PR #98, opened 2025-03-20
add legacy_id and assets to morphology endpoint response

bilalesi:
1. include `legacy_id` in the morphology (get-one, get-all) endpoints
2. include `assets` in the morphology (get-one, get-all) endpoints


app/routers/morphology.py
```diff
@@ -72,6 +74,8 @@ def read_reconstruction_morphology(
             .options(joinedload(ReconstructionMorphology.license))
             .options(joinedload(ReconstructionMorphology.species))
             .options(joinedload(ReconstructionMorphology.strain))
+            .outerjoin(Asset, Asset.entity_id == ReconstructionMorphology.id)
+            .options(contains_eager(ReconstructionMorphology.assets))
```
g-bar, line 78: Minor but I think joinedload on Morphology.assets defaults to left outer join, so we could just do that.

> Joined eager loading is the most fundamental style of eager loading in the ORM. It works by connecting a JOIN (by default a LEFT OUTER join) to the SELECT statement 


`Joined eager loading is the most fundamental style of eager loading in the ORM. It works by connecting a JOIN (by default a LEFT OUTER join) to the SELECT statement `

GianlucaFicarelli: After some local testing it seems that for one-to-many relationships, selectinload is more performant than joinedload.
```
page_size=1000 morphologies, overall time measured on the client:
joinedload: 1.2-1.4 seconds
selectinload: 0.6 seconds
selectinload also in contributions/agent/role: 0.45 seconds
```
I pushed the changes also for list endpoint and also for the single morphology endpoint, although in this latter case the difference is minimal.

g-bar: Ah nice!

app/routers/morphology.py
```diff
@@ -165,11 +180,16 @@ def morphology_query(
...
         .options(joinedload(ReconstructionMorphology.species, innerjoin=True))
         .options(joinedload(ReconstructionMorphology.strain))
-        .options(joinedload(ReconstructionMorphology.contributions).joinedload(Contribution.agent))
-        .options(joinedload(ReconstructionMorphology.contributions).joinedload(Contribution.role))
+        .options(
+            selectinload(ReconstructionMorphology.contributions).selectinload(Contribution.agent)
+        )
+        .options(
+            selectinload(ReconstructionMorphology.contributions).selectinload(Contribution.role)
+        )
```
g-bar, line 188: @GianlucaFicarelli I think the selectinload is ok for the single result view, but for the list view it will result in 
N+1 queries. Since it will do a query to get the ids for each morphology, and then "select where id in list of ids" for each morphology.

I'm not sure would need to check.

GianlucaFicarelli: "selectinload" will execute only a single additional query like "select ... where id in (...)".
The ids are chunked by 500 items (it's hardcoded in sqlalachemy [here](https://github.com/sqlalchemy/sqlalchemy/blob/dabd77992d785cad89ed110acd2f648a454fb7ae/lib/sqlalchemy/orm/strategies.py#L2977)), to avoid lists of ids with too many items

GianlucaFicarelli (approved):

===============

Task. In the entries above, find each line containing the string "seconds" and copy it.

Solution to this problem.
joinedload: 1.2-1.4 seconds
selectinload: 0.6 seconds
selectinload also in contributions/agent/role: 0.45 seconds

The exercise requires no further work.